2022 POLARIS GENERAL XP 4 DELUXE
Best-equipped crossover UTVs for the whole family
2022 POLARIS GENERAL XP 4 DELUXE
For 2016, Polaris shook up the UTV world with the General, which combined the sporty performance and suspension of the RZR S 1000 with the comfort and utility of the Ranger XP, but with RZR bucket seats instead of a bench seat. It was an instant hit, and the long-travel General XP 1000 with Walker Evans Velocity shocks was introduced for 2020. The XP was based on the 2019 General Deluxe but had 14 inches of travel, a 64-inch width and a new one-piece chassis with thicker-walled tubes. The XP also had revised clutching for smoothness, twin-puck calipers and larger brake rotors riding inside 15-inch rims. A Stage 1 Rockford Fosgate audio system was also standard on the most capable cross-over UTV for 2020. Well, hold on tight, because Polaris raises the bar again with the 2022 General XP 1000 and XP 4 Trailhead Editions. We got to test the 2022 Polaris General XP 4 Deluxe and XP 4 Trailhead and first.

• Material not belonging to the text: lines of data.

PR #2428, opened 2025-11-06
refactor: simplify generated npm_link_all_packages() code

jbedard:
Simplify the generated code so the initial `link_targets` and `scope_targets` values are assigned generated constants, then append the dynamic `npm_link_all_packages(imported_links)` at the end.

This allows both the generating and generated code to be simplified. The only side-effect _should be_ that the `imported_links` targets are now appended to the end of the `link_targets` array, however this should only effect the `js_library(name = "node_modules", srcs = link_targets)` where order should not matter.

### Test plan

### DIFF
--- a/e2e/npm_translate_lock_disable_hooks/snapshots/defs.bzl
+++ b/e2e/npm_translate_lock_disable_hooks/snapshots/defs.bzl
@@ -30,13 +30,9 @@ def npm_link_all_packages(name = "node_modules", imported_links = [], prod = Tru
     if link:
         if bazel_package == "":
             link_0("{}/@aspect-test/c".format(name), False, name, "@aspect-test/c")
-            link_targets = [
-                ":{}/@aspect-test/c".format(name),
-            ]
+            link_targets = [":{}/@aspect-test/c".format(name)]
             scope_targets = {
-                "@aspect-test": [
-                    ":{}/@aspect-test/c".format(name),
-                ],
+                "@aspect-test": [":{}/@aspect-test/c".format(name)],
             }
     
     for link_fn in imported_links:
@@ -79,7 +75,5 @@ def npm_link_targets(name = "node_modules", package = None, prod = True, dev = T
 
     if bazel_package == "":
         if prod:
-            link_targets.extend([
-                ":{}/@aspect-test/c".format(name),
-            ])
+            link_targets.extend([":{}/@aspect-test/c".format(name)])
     return link_targets
--- a/npm/private/starlark_codegen_utils.bzl
+++ b/npm/private/starlark_codegen_utils.bzl
@@ -3,6 +3,9 @@
 def _to_list_attr(list, indent_count = 0, indent_size = 4, quote_value = True):
     if not list:
         return "[]"
+    if len(list) == 1:
+        val = "\"{}\"".format(list[0]) if quote_value else list[0]
+        return "[%s]" % val
     tab = " " * indent_size
     indent = tab * indent_count
     result = "["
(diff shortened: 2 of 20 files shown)


jbedard:
FWIW I think reviewing the diff of `npm/private/test/snapshots/npm_defs.bzl` is the best summary of the actual change and easier to understand then reading the generating code.

npm/private/starlark_codegen_utils.bzl
```diff
@@ -3,6 +3,9 @@
 def _to_list_attr(list, indent_count = 0, indent_size = 4, quote_value = True):
     if not list:
         return "[]"
+    if len(list) == 1:
```
jbedard, line 6: To partially reduce side-effects from the other change in this file

npm/private/npm_translate_lock_generate.bzl
```diff
@@ -668,6 +656,41 @@ def _gen_npm_import(rctx, _import, link_workspace):
         maybe_exclude_package_contents = maybe_exclude_package_contents,
     )
 
+def _generate_npm_link_targets(links_targets_bzl):
```
jbedard: Now that `links_targets_bzl` is built up in a nicer way (it is metadata about which links belong to which packages) it is easier to put the code-generation for `npm_link_targets` into an isolated util.

See the `npm/private/test/snapshots/npm_defs.bzl` diff to notice the generated code has hardly changed.

npm/private/npm_translate_lock_generate.bzl
```diff
@@ -394,37 +374,20 @@ def npm_link_all_packages(name = "node_modules", imported_links = [], prod = Tru
                     if fp_link_package not in links_targets_bzl:
                         links_targets_bzl[fp_link_package] = {"prod": [], "dev": []}
 
-                    fp_append_stmt = """link_targets.append(":{{}}/{pkg}".format(name))""".format(pkg = fp_package)
+                    link_target = '":{{}}/{alias}".format(name)'.format(alias = fp_package)
```
jbedard: We are generating a list of targets now, not list of code snippets invoking `link_targets.append()`.

The "list of targets" still contains the ugly `.format(name)` but that will go away in v3 when `name == "node_modules"` 100% of the time.

npm/private/npm_translate_lock_generate.bzl
```diff
@@ -383,9 +356,16 @@ def npm_link_all_packages(name = "node_modules", imported_links = [], prod = Tru
                         ),
                     )
 
-    # Add first-party packages to npm_link_targets before generating the function
-    for fp_link in fp_links.values():
+    # Generate the first-party package stores and linking of first-party packages
+    for i, fp_link in enumerate(fp_links.values()):
         fp_package = fp_link.get("package")
+        fp_path = fp_link.get("path")
```
jbedard, line 352: The two `fp_links` loops were combined, none of these vars actually changed in value

e2e/npm_translate_lock_disable_hooks/snapshots/defs.bzl
```diff
@@ -19,39 +19,47 @@ def npm_link_all_packages(name = "node_modules", imported_links = [], prod = Tru
...
+                name = "{}/{}".format(name, scope),
+                srcs = scoped_targets,
+                tags = ["manual"],
+                visibility = ["//visibility:public"],
+            )
 
     _js_library(
         name = name,
-        srcs = link_targets,
+        srcs = link_targets if link_targets else [],
```
dzbarsky, line 62: does `srcs = link_targets` not work (when link_targets is None)?

npm/private/npm_translate_lock_generate.bzl
```diff
@@ -256,15 +228,23 @@ def npm_link_all_packages(name = "node_modules", imported_links = [], prod = Tru
         ),
     ]
 
-    # The 3 code sections that will make up the body of npm_link_all_packages()
+    # Imports and header comments at the top of the generatedfile
```
dzbarsky, line 231: nit: "generatedfile" -> "generated file"

PR #2431, opened 2025-11-07
chore: test on bazel 9

alexeagle:


js/private/test/image/asserts.bzl
```diff
@@ -25,7 +25,7 @@ def assert_tar_listing(name, actual, expected):
         in_file = actual_listing,
         out_file = expected,
         testonly = True,
-        tags = ["skip-on-bazel6", "skip-on-bazel8"],
+        tags = ["skip-on-bazel6", "skip-on-bazel7", "skip-on-bazel8"],
```
jbedard, line 28: Why switch this to 9? Any version specific tests should align with .bazelversion by default imo

alexeagle: I'm planning to update .bazelversion to 9 in the next PR. No reason we're developing on 7

jbedard: Please don't do that right now 🤦

jbedard:
The aspect_rules_lint upgrade breaks bazel 6? I think we need to revert that until we start the 3.x branch and drop bazel 6/7, that is also where we can switch to bazel8 by default (although 8.4 is buggy and I think we're still waiting on 8.5?).

PR #2432, opened 2025-11-07
chore: bump bazel-lib to pick up bazel 9 fix

alexeagle:
need https://github.com/bazel-contrib/bazel-lib/commit/772d605a6ff3660c21b3476bb065e9433a584e7a

Might green up Bazel 9 downstream tests - see https://github.com/bazelbuild/bazel-central-registry/issues/6402

However #2431 adds Bazel 9 testing to our own presubmit.

### DIFF
--- a/e2e/stamped_package_json/WORKSPACE
+++ b/e2e/stamped_package_json/WORKSPACE
@@ -3,6 +3,15 @@ local_repository(
     path = "../..",
 )
 
+load("@bazel_tools//tools/build_defs/repo:http.bzl", "http_archive")
+
+http_archive(
+    name = "package_metadata",
+    sha256 = "7446b71263039c7a5e90c4a069fd4c090e12a1a6c69a20eb4cd76034d610beb6",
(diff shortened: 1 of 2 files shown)


jbedard:
```
(02:52:31) ERROR: Failed to load Starlark extension '@@tar.bzl//tar:tar.bzl'.
Cycle in the workspace file detected. This indicates that a repository is used prior to being defined.
The following chain of repository dependencies lead to the missing definition.
 - @@tar.bzl
This could either mean you have to add the '@@tar.bzl' repository with a statement like `http_archive` in your WORKSPACE file (note that transitive dependencies are not added automatically), or move an existing definition earlier in your WORKSPACE file.
```
Does this bazel-lib upgrade change its deps and something isn't propagating right?

alexeagle:
Yup there's a missing call to bazel_lib_install_dependencies here.

I got it green on the bigger PR.

jbedard (approved):

PR #13, opened 2015-01-27
Detect mkv without .slice method

shinnn:
When the argument is Uint8Array, it throws an error because Uint8Array doesn't have `slice` method.


kevva:
Same goes for `epub`.

PR #14, opened 2015-02-03
add woff,woff2,eot

junmer:


index.js
```diff
@@ -223,5 +223,29 @@ module.exports = function (buf) {
 		};
 	}
 
+	// http://www.w3.org/TR/WOFF/#WOFFHeader
```
junmer: yep, i removed it :blush:

PR #18, opened 2015-03-02
Add support for `flv` type

arthurvr:


arthurvr:
@sindresorhus I recently needed to build [is-postscript](https://github.com/arthurvr/is-postscript). You want it in this repo as well?

sindresorhus:
@arthurvr Hm, is it safe, it looks a bit short, just checking two bytes? But sure.

arthurvr:
> Hm, is it safe, it looks a bit short, just checking two bytes?

Yeah, I looked weird to me as well, but it's considered its magic number, so...

PR coming.

PR #19, opened 2015-03-07
Add suppport for `ps` type

arthurvr:
postscript detection :cake:

https://github.com/sindresorhus/file-type/pull/18#issuecomment-77688922

### DIFF
--- a/index.js
+++ b/index.js
@@ -272,5 +272,12 @@ module.exports = function (buf) {
 		};
 	}
 
+	if (buf[0] === 0x25 && buf[1] === 0x21) {
+		return {
+			ext: 'ps',
+			mime: 'application/postscript'
+		};
+	}
+
 	return null;
 };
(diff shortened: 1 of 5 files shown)


package.json
```diff
@@ -58,6 +58,7 @@
     "rar",
     "gz",
     "bz2",
+    "ps",
```
sindresorhus: I know this is crazy, but can you put it at the end so everything is in the same order?

index.js
```diff
@@ -4,6 +4,13 @@ module.exports = function (buf) {
 		return null;
 	}
 
+	if (buf[0] === 0x25 && buf[1] === 0x21) {
+		return {
+			ext: 'ps',
+			mime: 'application/postscript'
+		};
+	}
+
```
sindresorhus: Can you put this test at the end too?

arthurvr: done

package.json
arthurvr: done

PR #23, opened 2015-06-04
Added m4v support.

nleclerc:
I've added m4v support, as generated by ffmpeg.
I've also modified m4a test since they are very similar.


test.js
```diff
@@ -25,6 +25,7 @@ var types = [
 	'bz2',
 	'7z',
 	'mp4',
+	'm4v',
```
kevva: Keep the same order here as in `index.js`.

nleclerc:
Done.

arthurvr:
Also update the readme.

nleclerc:
oh yeah, sorry.

sindresorhus:
I thought `m4v` was the same as `mp4`. Do you have any docs on this?

nleclerc:
I thought the same but i got errors because some of my mp4 files where detected as m4a.
I did a bit of digging and if the formats are mostly the same, m4v is an apple derivative that may contain drm.

I did chose to use m4v because the file does explicitely contain an M4V string.

http://www.winxdvd.com/resource/why-handbrake-saves-dvd-to-m4v-not-mp4.htm
http://www.macxdvd.com/mac-dvd-video-converter-how-to/m4v-vs-mp4.htm
http://en.wikipedia.org/wiki/M4V

PR #25, opened 2015-07-19
Add support for MIDI type

trexnix:
Hi, I would like to add support for MIDI type. One problem, however, its extensions can fall into either `mid` or `midi`. I also found out that many file types have the same file magic numbers too, `docx`, `xlsx`, `pptx`, for example. Do we need to cover those cases?


arthurvr:
> I also found out that many file types have the same file magic numbers too, docx, xlsx, pptx, for example. Do we need to cover those cases?

I'd rather exclude a type than having it reporting false positives, honestly.

sindresorhus:
Can you link to some documentation on this and the docx,etc magic numbers? There might be other thing in the MIDI file we could check.

> One problem, however, its extensions can fall into either mid or midi

That applies to a lot of file types, and why we supply the mime type too.

trexnix:
Glad to hear back.

Here are some documentation which all say MIDI's file magic numbers is `4D 54 68 64`: [Link 1](https://en.wikipedia.org/wiki/List_of_file_signatures), [Link 2](https://en.wikipedia.org/wiki/Magic_number_%28programming%29#Magic_numbers_in_files), [Link 3](https://asecuritysite.com/forensics/magic) and this promising [file signatures table by Gary Kessler](http://www.garykessler.net/library/file_sigs.html). I think `mid` to `midi` is just like `htm` to `html`, or [`jpg` to `jpeg`](http://stackoverflow.com/questions/23424399/jpg-vs-jpeg-image-formats) there is nothing difference between their binary contents thus extensions are just a matter of taste. Oh hey, this case is exactly the same as `jpg` and `jpeg`, I wonder how did you guys pick one over the other?

Above resources also refer to `docx`, `xlsx`, etc, but in an inconsistency way, they have some parts in common though.

Sorry in advance for my English.

sindresorhus:
> I mean, the return value say it's jpg, not jpeg.

We pick the most common one.

trexnix:
From my point of view, `.mid` is more popular than `.midi`. If you find this file type not a commonly used one which is not suitable for the purpose of the project then you could drop it. I'm totally okay with that.

sindresorhus:
I'm fine with `.mid`. I'm traveling at the moment, but will look more into this PR in the weekend.

sindresorhus:
> Above resources also refer to docx, xlsx, etc, but in an inconsistency way, they have some parts in common though.

I still don't see how `docx`/`xlsx` are conflicting with `mid`? According to https://en.wikipedia.org/wiki/List_of_file_signatures they just have the ZIP magic number.

trexnix:
Sorry, I hadn't been clear at the first place and you got me wrong. What I was trying to say is `mid` and `midi` have same file signature, I also found out that `docx` and `xlsx` have  same file signature too. I just point out another case in which difference file extensions have same file signature and wonder how do we solve those cases, not that `mid` and `docx`, `xlsx` are conflicting. Hopefully you get what I mean :crying_cat_face:

sindresorhus:
Thanks. That makes it clearer. Available in 2.10.0 ;)

trexnix:
Nice. Thanks :)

WHAT COMES ON THE RIDE COMMAND & TRAILHEAD EDITIONS?
Start with the Ride Command Deluxe with a new Plow mode that automatically lifts the plow when shifting to reverse. The 4500-pound winch has Auto Stop, a blacked-out fairlead, a forged hook and synthetic rope. Ride Command controls the Stage 3 Rockford Fosgate audio system with front and rear pairs of speakers, plus a $550 subwoofer. Ride Command automatically increases volume as speeds increase and decreases volume as speeds drop. A 400-watt amp powers the five speakers. Ride Command Generals also have Walker Evans Velocity shocks and high-clearance A-arms with 14 inches of travel, plus 30-inch Pro Armor Crawler XG tires. They come with a low-profile sport front bumper, poly sport roof, four Premium half doors, and rider-optimized seats.
Trailhead Editions have all that plus an 11-inch Pro Armor LED light bar on the bumper, a two-level Adventure rear rack and headache bar, a Matte Burnt Orange color-matched hood, suspension arms, shock springs, graphics and seats. Side body panels are Matte Slate Blue, and Trailhead Editions have 3D-embossed topographic lines depicting Wickenburg, Arizona’s Crown King Mine. They also have a convex rear-view mirror.
HOW DOES COST COMPARE?
The base 60-inch 2022 General 4 1000’s MSRP is $22,699, and the Deluxe Ride Command Edition goes for $25,699. The 64-inch General XP 4 1000 is $25,899, while the XP 4 Deluxe Ride Command Edition is $27,899. The XP 4 1000 Trailhead Edition is $28,899. Can-Am’s 100-horsepower Commander Max 1000 DPS is $19,699. XTs start at $22,299, and the top-shelf Max XT-P is $24,699. Yamaha’s 2021 RMAX4 1000 Limited Edition is $25,799. Arctic Cat dropped Havoc 1000s for 2022, but the Prowler Pro Crew Limited is $19,099. There are no other comparable cross-over four-seat UTVs, but the 2021 Honda Talon 1000X-4 Special Edition is $26,999.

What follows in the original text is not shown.